L’édition du lendemain nous apprend qu’il s’agirait d’Anne Leslie, arrivée à Lévis le 7 juillet 1887 à bord du Grecian, en provenance d’Edimbourg, Écosse. On dit que la demoiselle est âgée de 28 ans et qu’elle devait visiter des amis à Montréal, puis se diriger vers Petrolia, en Ontario, où un emploi l’attendait.
Il appert d’après les témoins entendus hier, qu’on a vu cette fille à St-Joseph de Lévis, vers cinq heures vendredi après-midi. Elle demanda à quelqu’un s’il y avait des habitations sur la grève, et ayant reçu une réponse négative, elle s’y achemina, en se cachant la figure lorsqu’elle rencontrait quelqu’un.
Le 13 juillet 1887, toujours dans Le Canadien, on en apprend un peu plus sur les circonstances de son décès.
LE MYSTERE DE LEVIS
Mlle Grant, qui a amené au Canada les immigrantes dont faisait partie Anna Leslie, qui a été trouvée noyée à St. Joseph de Lévis samedi dernier, est arrivé hier matin de Montréal et a identifié le cadavre qui est à la Morgue comme étant celui de la malheureuse fille Leslie.
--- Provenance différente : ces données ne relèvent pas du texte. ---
PR #21226, opened 2026-02-10
Prepare tutorials for the ROOT 7 object ownership model

hageboeck:
The code transformations are:
- Write an object explicitly into a file
- Or use `SetDirectory` to add it to a directory


martamaja10 (approved):
Thanks!

PR #21228, opened 2026-02-10
Prepare the "stress" tests for ROOT 7 ownership model.

hageboeck:
Assign histograms explicitly to a directory. This ensures that the tests work independent of whether an implicit registration is done.

### DIFF
--- a/test/stressGraphics.cxx
+++ b/test/stressGraphics.cxx
@@ -3813,6 +3813,8 @@ void zoomfit()
 void hbars()
 {
    TCanvas *C = StartTest(700,800);
+   TDirectory dir("hbars_dir", "Directory for the hbars test");
+   TDirectory::TContext dirCtx{&dir};
 
    TTree *T = (TTree*)gCernstaff->Get("T");
    T->SetFillColor(45);
@@ -3826,9 +3828,10 @@ void hbars()
    //vertical bar chart
    C->cd(2); gPad->SetGrid(); gPad->SetFrameFillColor(33);
    T->Draw("Division>>hDiv","","goff");
-   TH1F *hDiv   = (TH1F*)gDirectory->Get("hDiv");
+   TH1F *hDiv = (TH1F *)dir.Get("hDiv");
    hDiv->SetStats(0);
    TH1F *hDivFR = (TH1F*)hDiv->Clone("hDivFR");
+   hDivFR->SetDirectory(&dir);
    T->Draw("Division>>hDivFR","Nation==\"FR\"","goff");
    hDiv->SetBarWidth(0.45);
    hDiv->SetBarOffset(0.1);


hageboeck:
@pcanal could you have a look when you have a moment?

test/stressGraphics.cxx
```diff
@@ -3772,6 +3772,7 @@ void hbars()
    TH1F *hDiv   = (TH1F*)gDirectory->Get("hDiv");
    hDiv->SetStats(0);
    TH1F *hDivFR = (TH1F*)hDiv->Clone("hDivFR");
+   hDivFR->SetDirectory(gDirectory);
```
pcanal: Is it know what `gDirectory` is point to here? i.e. Can we be more explicit?

hageboeck: It's not directly known. It just happens to be the last-active directory.

What we could do is to explicitly go to gROOT or a hand-made directory for the TTree::Draw calls, and use that same directory for the histogram. How does that sound? @pcanal

hageboeck: I replaced the last commit by something along that line now.

test/stressGraphics.cxx
```diff
@@ -3812,6 +3812,8 @@ void zoomfit()
 void hbars()
 {
    TCanvas *C = StartTest(700,800);
+   TDirectory dir("hbars_dir", "Directory for the hbars test");
+   TDirectory::TContext dirCtx{&dir};
```
pcanal, line 3817: This call to `TContext` is a NOP. After the creation of the `TDirectory`, that directory become the current directory and thus this call to `TContext` has no practical effect.  Maybe we meant:
```suggestion
   TDirectory::TContext dirCtx{};  // Record current directory.
   TDirectory dir("hbars_dir", "Directory for the hbars test");
```

test/stressGraphics.cxx
```diff
@@ -3812,6 +3812,8 @@ void zoomfit()
 void hbars()
 {
    TCanvas *C = StartTest(700,800);
+   TDirectory dir("hbars_dir", "Directory for the hbars test");
```
pcanal, line 3816: Side note: (For better or worse), this changes the lifetime of the histograms.

test/stressGraphics.cxx
hageboeck: That's not what I saw, I believe the `cd()` only happens for TFiles, but not when you just create a TDirectory.

Here is an instrumented version:
```diff
  ////////////////////////////////////////////////////////////////////////////////
  /// Ntuple drawing with alphanumeric variables
+ #include <dbg.h>
  
  void hbars()
  {
     TCanvas *C = StartTest(700,800);
+    dbg(gDirectory->GetName());
     TDirectory dir("hbars_dir", "Directory for the hbars test");
+    dbg(gDirectory->GetName());
     TDirectory::TContext dirCtx{&dir};
+    dbg(gDirectory->GetName());

     TTree *T = (TTree*)gCernstaff->Get("T");
```

This outputs:
```
**********************************************************************
[..t/stressGraphics.cxx:3817 (hbars)] (::ROOT::Internal::TDirectoryAtomicAdapter{})->GetName() = "ntuple_parallelcoord_entries.root" (const char*)
[..t/stressGraphics.cxx:3819 (hbars)] (::ROOT::Internal::TDirectoryAtomicAdapter{})->GetName() = "ntuple_parallelcoord_entries.root" (const char*)
[..t/stressGraphics.cxx:3821 (hbars)] (::ROOT::Internal::TDirectoryAtomicAdapter{})->GetName() = "hbars_dir" (const char*)
```

So creating a `TDirectory` doesn't change `gDirectory`. It changes when you `dir->cd()`, when you open a file, or when you use the context. In this case, it makes the test more local, because a histogram is used for TTree::Draw, and subsequently it's drawn, but there is no need for this histogram to leak out of the test.

test/stressGraphics.cxx
hageboeck: For better in this case. 🙂 
The histogram is used for TTree::Draw, and drawn on a canvas. Once that's done, the histogram can be retired.

PR #21239, opened 2026-02-11
[ci] Fix ROOT build after Visual Studio update

bellenot:


.github/workflows/root-ci-config/build_root.py
```diff
@@ -231,6 +231,7 @@ def parse_args():
     parser.add_argument("--repository",      default="https://github.com/root-project/root.git",
                         help="url to repository")
     parser.add_argument("--overrides",       default=None,      help="Override build options using a syntax like 'A=1 B=2'", nargs="*")
+    parser.add_argument("--vs_update",       default="false",   help="Build after update of Visual Studio")
```
dpiparo: given that the switch is only used to decide whether to upload or not tarballs, why not calling it such and make it True by default?

bellenot: Right, thanks. now done.

Issue #7167, opened 2021-02-10
[TTreeProcessorMP] Warn if Process is called from a multi-thread program


eguiraud:
`fork()`-ing a multi-thread program typically ends up badly. In ROOT, TBB spawns threads when RTaskArena is constructed, and Cocoa spawns threads, on Mac, when graphics are activated.

We would like to employ a similar mechanism to what is used to loop over threads to print their stacktraces on a crash in order to detect whether `TTreeProcessorMP::Process` is called from a multi-thread program, and warn users if so.

PR #21240, opened 2026-02-11
[tree] warn when forking multiprocess

ferdymercury:
Fixes https://github.com/root-project/root/issues/7167

### DIFF
--- a/tree/treeplayer/src/TTreeProcessorMP.cxx
+++ b/tree/treeplayer/src/TTreeProcessorMP.cxx
@@ -14,6 +14,9 @@
 #include "ROOT/TTreeProcessorMP.hxx"
 #include "TMPWorkerTree.h"
 
+#include <thread>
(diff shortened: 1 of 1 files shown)


tree/treeplayer/src/TTreeProcessorMT.cxx
dpiparo, line 1: Why adding a warning here? The issue is about warning if in a multi process context. I think we can tolerate MT within MT, in any case TBB will correctly (hopefully) do the right thing underneath. 
Please correct me if I misunderstand something :)

ferdymercury: Thanks for the review!

Do you suggest to remove the warning from tree/treeplayer/src/TTreeProcessorMT.cxx but keep it on tree/treeplayer/src/TTreeProcessorMP.cxx ?

PR #21243, opened 2026-02-11
[python] Provide better examples of graphics in a Python script

vepadulano:
Show two relevant use cases:

- User wants to plot static objects to a canvas and the canvas should survive and be displayed to screen.
- User wants to plot live objects updating the canvas in a loop and show the canvas at the end of the loop.

### DIFF
--- a/bindings/pyroot/pythonizations/python/ROOT/_pythonization/_tcanvas.py
+++ b/bindings/pyroot/pythonizations/python/ROOT/_pythonization/_tcanvas.py
@@ -8,69 +8,106 @@
 # For the list of contributors see $ROOTSYS/README/CREDITS.                    #
 ################################################################################
 
-r'''
+r"""
 \pythondoc TCanvas
 
-Functionality of TCanvas::Update() method was extended to support interactive
-graphics in the python scripts. If extra block parameter is True, script execution
-will be suspended until <space> key pressed by user. Simple example:
+The TCanvas class is used to create the canvas on which graphical objects such as histograms can be drawn. The following
+is a simple example of typical usage:
 
 \code{.py}
 import ROOT
+import numpy
 
-c = ROOT.TCanvas()
-h = ROOT.TH1I("h1", "h1", 100, -5, 5)
-h.FillRandom("gaus", 10000)
-h.Draw("")
 
-# block here until space is pressed
-c.Update(True)
+def plot():
+    h = ROOT.TH1D("h", "h", 100, -5, 5)
+    h.Fill(numpy.random.normal(size=1000))
 
-# continues after <space> is pressed
-c.SaveAs("canvas.root")
+    c = ROOT.TCanvas()
+    h.Draw()
+    c.Draw(block=True)
+
+
+if __name__ == "__main__":
+    print("Before plot function")
+    plot()
+    print("After plot function")
 \endcode
+
+Note the optional argument `block` passed to the `Draw` method of the canvas. If set to `True`, it will block the script
+execution and run the ROOT graphics event loop until the <space> key is pressed. This allows interacting with the
+canvas and its content until necessary, then move on with the rest of the script.
+
+Another relevant use case is drawing live updates on a canvas, shown in the example below. In this case, the canvas is
+setup by first creating the object to be drawn and drawing it once. Then, the object is updated in a for loop, which
+could represent for example an incoming stream of data with which the histogram should be filled. Each time the plot
+should be updated, the `ModifiedUpdate` function should be called. This will immediately show the new contents on the
+plot. Finally, the canvas is drawn again with `Draw(block=True)` at the end of the loop so that it stays visible and can
+be interacted with.
+
+\code{.py}
+import ROOT
+import numpy
+
+
+def live_update():
+    c = ROOT.TCanvas()
+    h = ROOT.TH1D("h", "h", 100, -5, 5)
+
+    h.Draw()
+    for _ in range(100):
+        h.Fill(numpy.random.normal(size=10))
+        c.ModifiedUpdate()
+    c.Draw(block=True)
+
+if __name__ == "__main__":
+    print("Before plot function")
+    live_update()
+    print("After plot function")
+\endcode
+
 \endpythondoc
-'''
+"""
 
 from . import _run_root_event_loop, pythonization
 
 
-def _TCanvas_Update(self, block = False):
-   """
-   Updates the canvas.
-   Also blocks script execution and runs the ROOT graphics event loop until the <space> keyword is pressed,
-   but only if the following conditions are met:
-   * The `block` optional argument is set to `True`.
-   * ROOT graphics are enabled, i.e. `ROOT.gROOT.IsBatch() == False`.
-   * The script is running not in ipython notebooks.
-   """
+def _TCanvas_Update(self, block=False):
+    """
+    Updates the canvas.
+    Also blocks script execution and runs the ROOT graphics event loop until the <space> key is pressed,
+    but only if the following conditions are met:
+    * The `block` optional argument is set to `True`.
+    * ROOT graphics are enabled, i.e. `ROOT.gROOT.IsBatch() == False`.
+    * The script is not running in ipython notebooks.
+    """
 
-   self._Update()
+    self._Update()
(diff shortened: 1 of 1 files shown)


bindings/pyroot/pythonizations/python/ROOT/_pythonization/_tcanvas.py
```diff
@@ -8,69 +8,104 @@
...
+
+
+if __name__ == "__main__":
+    print("Before plot function")
+    plot()
+    print("After plot function")
 \endcode
+
+Note the optional argument `block` passed to the `Draw` method of the canvas. If set to `True`, it will block the script
+execution and run the ROOT graphics event loop until the <space> keyword is pressed. This allows interacting with the
```
hageboeck:
```suggestion
execution and run the ROOT graphics event loop until the <space> key is pressed. This allows interacting with the
```

bindings/pyroot/pythonizations/python/ROOT/_pythonization/_tcanvas.py
```diff
@@ -8,69 +8,104 @@
...
+canvas and its content until necessary, then move on with the rest of the script.
+
+Another relevant use case is drawing graphics to a canvas as they are being update live. In this case, the `Update`
```
hageboeck:
```suggestion
Another relevant use case is drawing live updates on a canvas. In this case, the `Update`
```

bindings/pyroot/pythonizations/python/ROOT/_pythonization/_tcanvas.py
```diff
@@ -8,69 +8,104 @@
...
+
+def plot_live():
+    h = ROOT.TH1D("h", "h", 100, -5, 5)
+
+    c = ROOT.TCanvas()
+    for _ in range(100):
+        h.Fill(numpy.random.normal(size=10))
+        h.Draw()
+        c.Update()
+    c.Update(block=True)
```
hageboeck: According to the `TH1::Draw()` documentation, 99 Draw calls can be saved here. I'm not sure if the example becomes easier to understand, but this would be the code:

```suggestion
    c = ROOT.TCanvas()
    h.Draw()
    for _ in range(100):
        h.Fill(numpy.random.normal(size=10))
        c.Update()
    c.Update(block=True)
```

hageboeck: Interestingly, (on the Mac where I tested), none of the two codes results in a live update.
I tested with `time.sleep(1)`, but also this doesn't show any canvas except for when `c.Update(block=True)` is invoked.

bindings/pyroot/pythonizations/python/ROOT/_pythonization/_tcanvas.py
```diff
@@ -8,69 +8,104 @@
...
-   Also blocks script execution and runs the ROOT graphics event loop until the <space> keyword is pressed,
-   but only if the following conditions are met:
-   * The `block` optional argument is set to `True`.
-   * ROOT graphics are enabled, i.e. `ROOT.gROOT.IsBatch() == False`.
-   * The script is running not in ipython notebooks.
-   """
+def _TCanvas_Update(self, block=False):
+    """
+    Updates the canvas.
+    Also blocks script execution and runs the ROOT graphics event loop until the <space> keyword is pressed,
```
hageboeck:
```suggestion
    Also blocks script execution and runs the ROOT graphics event loop until the <space> key is pressed,
```

bindings/pyroot/pythonizations/python/ROOT/_pythonization/_tcanvas.py
```diff
@@ -8,69 +8,104 @@
...
+    but only if the following conditions are met:
+    * The `block` optional argument is set to `True`.
+    * ROOT graphics are enabled, i.e. `ROOT.gROOT.IsBatch() == False`.
+    * The script is running not in ipython notebooks.
```
hageboeck:
```suggestion
    * The script is not running in ipython notebooks.
```

bindings/pyroot/pythonizations/python/ROOT/_pythonization/_tcanvas.py
```diff
@@ -8,69 +8,104 @@
...
-   Draw the canvas.
-   Also blocks script execution and runs the ROOT graphics event loop until the <space> keyword is pressed,
-   but only if the following conditions are met:
-   * The `block` optional argument is set to `True`.
-   * ROOT graphics are enabled, i.e. `ROOT.gROOT.IsBatch() == False`.
-   * The script is running not in ipython notebooks.
-   """
+    """
+    Draw the canvas.
+    Also blocks script execution and runs the ROOT graphics event loop until the <space> keyword is pressed,
```
hageboeck:
```suggestion
    Also blocks script execution and runs the ROOT graphics event loop until the <space> key is pressed,
```

bindings/pyroot/pythonizations/python/ROOT/_pythonization/_tcanvas.py
```diff
@@ -8,69 +8,104 @@
...
+    but only if the following conditions are met:
+    * The `block` optional argument is set to `True`.
+    * ROOT graphics are enabled, i.e. `ROOT.gROOT.IsBatch() == False`.
+    * The script is running not in ipython notebooks.
```
hageboeck:
```suggestion
    * The script is not running in ipython notebooks.
```

bindings/pyroot/pythonizations/python/ROOT/_pythonization/_tcanvas.py
hageboeck: What works is this, but the code isn't simpler:
```py
    c = ROOT.TCanvas()                                                                                                     
    h.Draw()                                                                                                               
    for i in range(100):                                                                                                   
        h.Fill(numpy.random.normal(size=10))                                                                                                                                                                                                                                                                                                                                                                                          
        c.Modified()                                                                                                       
        c.Update()                                                                                                                                                                                                     
    c.Update(block=True)  

```

bindings/pyroot/pythonizations/python/ROOT/_pythonization/_tcanvas.py
```diff
@@ -8,69 +8,104 @@
...
+    print("After plot function")
 \endcode
+
+Note the optional argument `block` passed to the `Draw` method of the canvas. If set to `True`, it will block the script
+execution and run the ROOT graphics event loop until the <space> keyword is pressed. This allows interacting with the
+canvas and its content until necessary, then move on with the rest of the script.
+
+Another relevant use case is drawing graphics to a canvas as they are being update live. In this case, the `Update`
+method should be used to refresh the canvas after the contents have been updated. If it is desired to show the canvas on
+screen, the `block` argument can be used to the same effect as described above:
```
hageboeck: This works for me on Linux, but the canvas doesn't show on Mac until the blocking `Update()` is invoked.

vepadulano:
@linev , @hageboeck is right, this simple script doesn't work on MacOS (but it works on Linux):

```python
import ROOT
import numpy


def plot_live():
    h = ROOT.TH1D("h", "h", 100, -5, 5)

    c = ROOT.TCanvas()
    for _ in range(100):
        h.Fill(numpy.random.normal(size=10))
        h.Draw()
        c.Update()
    c.Update(block=True)

if __name__ == "__main__":
    print("Before plot function")
    plot_live()
    print("After plot function")
```

The canvas should show up immediately on screen at the beginning of the for loop and then at the end of the for loop it should stay on screen thanks to the use of `block=True`. But on MacOS the canvas shows up on screen only at the end.

vepadulano:
@hageboeck I have addressed your comments. I removed the second example shown because of https://github.com/root-project/root/issues/21362

vepadulano:
@hageboeck The use case of live update has been re-introduced with updated code that works on both MacOS and Linux. Feel free to double check.

hageboeck:
> @hageboeck The use case of live update has been re-introduced with updated code that works on both MacOS and Linux. Feel free to double check.

It works perfectly, good work!

PR #21246, opened 2026-02-11
[RDF] Always write nominal columns in Snapshot with variations.

hageboeck:
Before, the nominal columns were omitted from the output if their filter
didn't pass. This is, however, insufficient, because if at least two
variations are run, (some of) the nominal columns might still be in use.

One example is this setup:
```c++
df.Vary("x", [...], "var0")
  .Vary("y", [...], "var1")
  .Filter([...], {"x", "y"})
  .Snapshot([...], {"x", "y"})
```

In every variation universe, a Filter on `x` and `y` is used. If one writes down
what the value of the nominal and varied columns should be in the snapshot,
one gets conflicting requirements for the nominal columns if one keeps zeroeing
the invalid columns to save space as was done before.

Imagine a dataset where only the `var0` variation passes the filter. One gets:
|  | x | y | x_var0 | y_var1 |
|---|---|---|---|---|
| Filter | fail | fail | pass | fail |
| Should the columns be valid? | No, because nominal didn't pass | No, because nominal didn't pass, but yes because `var0` passed | Yes | No |
| What's written before this PR | 0 | 0 |x_var0|0|
| What's written now | x | y | x_var0 | 0 (invalid) |

The problem is the column `y`:
In the nominal universe, it shouldn't be present, but since it's used as an unvaried column also in the `var0` universe, it must be in the output dataset. The same argument can be made for `x` if `var1` were to pass. Therefore, the nominal columns must remain visible in the output dataset as soon as any filter in any variation passes.

The tests have been updated to reflect the fact that the nominal columns are not zeroed out.

### DIFF
--- a/tree/dataframe/test/dataframe_snapshotWithVariations.cxx
+++ b/tree/dataframe/test/dataframe_snapshotWithVariations.cxx
@@ -53,7 +53,8 @@ void checkOutput(TTree &tree, std::vector<std::string> const &systematics, F &&a
          ASSERT_GT(tree.GetEntry(i), 0);
 
          EXPECT_EQ(x, -1 * y);
-         if (!activeCuts(x, y)) {
+         if (!activeCuts(x, y) && !sysName.empty()) {
+            // Branches with systematics should be zeroed when cuts don't pass
             EXPECT_EQ(x, X_t{});
             EXPECT_EQ(y, Y_t{});
          }
@@ -98,7 +99,7 @@ TEST(RDFVarySnapshot, SimpleRDFWithFilters)
       for (const auto branchName : {"x", "y", "x__xVar_0", "x__xVar_1", "y__xVar_0", "y__xVar_0"})
          EXPECT_NE(tree->FindBranch(branchName), nullptr) << branchName;
 
-      checkOutput<float, double>(*tree, std::vector<std::string>{"__xVar_0", "__xVar_1"}, cuts);
+      checkOutput<float, double>(*tree, std::vector<std::string>{"", "__xVar_0", "__xVar_1"}, cuts);
 
       if (HasFailure()) {
          tree->Print();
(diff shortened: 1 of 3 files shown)


tree/dataframe/test/dataframe_snapshotWithVariations.cxx
```diff
@@ -98,7 +99,7 @@ TEST(RDFVarySnapshot, SimpleRDFWithFilters)
       for (const auto branchName : {"x", "y", "x__xVar_0", "x__xVar_1", "y__xVar_0", "y__xVar_0"})
          EXPECT_NE(tree->FindBranch(branchName), nullptr) << branchName;
 
-      checkOutput<float, double>(*tree, std::vector<std::string>{"__xVar_0", "__xVar_1"}, cuts);
+      checkOutput<float, double>(*tree, std::vector<std::string>{"", "__xVar_0", "__xVar_1"}, cuts);
```
vepadulano, line 103: What is the empty string here?

tree/dataframe/test/dataframe_snapshotWithVariations.cxx
```diff
@@ -264,50 +265,59 @@ TEST(RDFVarySnapshot, Bitmask)
...
+         ASSERT_EQ(count_sys.GetValue(), nVal) << "systematic: " << systematic;
+         EXPECT_EQ(meanX_sys.GetValue(), sum / nVal) << "systematic: " << systematic;
+         EXPECT_EQ(meanY_sys.GetValue(), -1. * sum / nVal) << "systematic: " << systematic;
       }
+   }
 
-      if (HasFailure()) {
-         tree->Scan("entry:x:y:x__xVar_0:y__xVar_0:x__xVar_1:y__xVar_1:x__xVar_2:y__xVar_2");
+   if (HasFailure()) {
+      TFile file(filename, "READ");
```
vepadulano: Many times in the past we've seen weird things happening when one or both of the file or the tree were not allocated on the heap, so I would suggest
```suggestion
      auto file = std::make_unique<TFile>(filename);
```

tree/dataframe/test/dataframe_snapshotWithVariations.cxx
```diff
@@ -264,50 +265,59 @@ TEST(RDFVarySnapshot, Bitmask)
...
+      std::unique_ptr<TTree> tree{file.Get<TTree>(treename.data())};
+      ASSERT_NE(tree, nullptr);
+      tree->Scan("entry:R_rdf_mask_testTree_0:x:y:x__xVar_0:y__xVar_0:x__xVar_1:y__xVar_1:x__xVar_2:y__xVar_2");
+
+      auto map = file.Get<std::unordered_map<std::string, std::pair<std::string, unsigned int>>>(
+         ("R_rdf_column_to_bitmask_mapping_" + treename).c_str());
+      for (auto const &[name, mapping] : *map) {
+         std::cout << std::setw(20) << name << " --> " << mapping.first << "  " << mapping.second << "\n";
```
vepadulano, line 322: missing `#include <iomanip>`

tree/dataframe/test/dataframe_snapshotWithVariations.cxx
```diff
@@ -264,50 +265,59 @@ TEST(RDFVarySnapshot, Bitmask)
...
-      if (HasFailure()) {
-         tree->Scan("entry:x:y:x__xVar_0:y__xVar_0:x__xVar_1:y__xVar_1:x__xVar_2:y__xVar_2");
+   if (HasFailure()) {
+      TFile file(filename, "READ");
+      std::unique_ptr<TTree> tree{file.Get<TTree>(treename.data())};
+      ASSERT_NE(tree, nullptr);
+      tree->Scan("entry:R_rdf_mask_testTree_0:x:y:x__xVar_0:y__xVar_0:x__xVar_1:y__xVar_1:x__xVar_2:y__xVar_2");
+
+      auto map = file.Get<std::unordered_map<std::string, std::pair<std::string, unsigned int>>>(
+         ("R_rdf_column_to_bitmask_mapping_" + treename).c_str());
```
vepadulano: For good measure I would wrap this in a `unique_ptr`.

tree/dataframe/test/dataframe_snapshotWithVariations.cxx
```diff
@@ -577,3 +589,75 @@ TEST(RDFVarySnapshot, IncludeDependentColumns_JIT)
...
    }
 }
+
+TEST(RDFVarySnapshot, TwoVaryExpressions)
+{
+   constexpr auto filename = "VarySnapshot_TwoVaryExpressions.root";
+   RemoveFileRAII(filename);
+   constexpr unsigned int N = 10;
+   ROOT::RDF::RSnapshotOptions options;
+   options.fOverwriteIfExists = true;
```
vepadulano, line 601: Is `options.fOverwriteIfExists` needed for the test here?

tree/dataframe/test/dataframe_snapshotWithVariations.cxx
```diff
@@ -577,3 +589,75 @@ TEST(RDFVarySnapshot, IncludeDependentColumns_JIT)
...
+                  .Snapshot("t", filename, {"x", "y"}, options);
+
+   {
+      std::unique_ptr<TFile> file{TFile::Open(filename)};
+      auto tree = file->Get<TTree>("t");
+
+      EXPECT_EQ(tree->GetEntries(), 10);
+      EXPECT_EQ(tree->GetNbranches(), 7); // 6 branches for x/y with variations, bitmask
+      for (const auto branchName : {"x", "y", "x__xVar_down", "x__xVar_up", "y__yVar_down", "y__yVar_up"})
+         EXPECT_NE(tree->FindBranch(branchName), nullptr) << branchName;
```
vepadulano: In this particular test `tree->GetBranch` should be enough

tree/dataframe/test/dataframe_snapshotWithVariations.cxx
```diff
@@ -577,3 +589,75 @@ TEST(RDFVarySnapshot, IncludeDependentColumns_JIT)
...
+               EXPECT_EQ(x, expectedX) << "entry:" << i << " (" << xName << "=" << expectedX << ", " << yName << "="
+                                       << expectedY << ")";
+               EXPECT_EQ(y, expectedY) << "entry:" << i << " (" << xName << "=" << expectedX << ", " << yName << "="
+                                       << expectedY << ")";
+               EXPECT_TRUE(cuts(x, y)) << "entry:" << i << " (" << xName << "=" << expectedX << ", " << yName << "="
+                                       << expectedY << ")";
+            }
+         }
+
+         tree->ResetBranchAddresses();
```
vepadulano, line 652: Why do we need to call this here?

vepadulano (approved):
Thanks for the fix! This will enable more use cases for the Snapshot with variations 👍 Changes LGTM, I left a couple of comments in the test only

tree/dataframe/test/dataframe_snapshotWithVariations.cxx
hageboeck: It's the names of the systematics to check. `"" == "nominal"`, but it's not called nominal in the outputs.

tree/dataframe/test/dataframe_snapshotWithVariations.cxx
hageboeck: With the `RemoveFileRAII`, it's probably needed less, but if the program crashes (or is killed with Ctrl+C), you might have a forever-failing test until you remove the broken file.

tree/dataframe/test/dataframe_snapshotWithVariations.cxx
hageboeck: Because the branches are bound to stack variables which are now going out of scope. If you don't release them here, things can crash in weird ways.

L’enquête sera reprise cet après-midi.
On rapporte que vendredi soir, vers la fin du jour, une personne à mystérieuse apparence, à démarche chancelante, qui paraissait être une jeune femme, attirait à Lévis les regards de tous les passants. Elle parcourit les différentes rues de cette ville, les yeux baissés, presque fermés et portant dans sa main un petit paquet enveloppé dans un mouchoir blanc. Plusieurs personnes l’ont entendue sangloter et pleurer, elle a été vue vers 7 1/2 heures sur la rue Wolf. Lorsqu’elle fut rendue à l’extrémité-Est de cette rue, elle prit la direction du Collège, elle aurait dit quelques paroles à quelques-uns des messieurs de cette maison et que ceux-ci l’ayant congédiée elle serait partie en sanglotant.
Elle disparut ensuite et on ignore la direction qu’elle prit.
Cette personne était sans aucun doute Anne Leslie.
Quelques personnes ayant en leur possession des effets appartenant à la défunte et ne voulant pas les remettre, le coroner a chargé le détective Fleury d’opérer leur arrestation.
Comme nous l’avons déjà rapporté, l’autopsie a prouvé qu’aucun attentat n’avait été commis sur cette personne, et l’on ne saura jamais si elle s’est suicidée dans un accès de désespoir d’avoir été abandonnée, ou si elle est tombée accidentellement en bas du quai Gilmour. Le Canadien, 14 juillet 1887
Sans surprise, le coroner A.-G. Belleau rendit un verdict de noyade dans le fleuve.
Selon la base de données des enquêtes des coroners de BANQ, Anne (Anna) Leslie habitait le Banffshire, en Écosse et était âgée de 26 ans.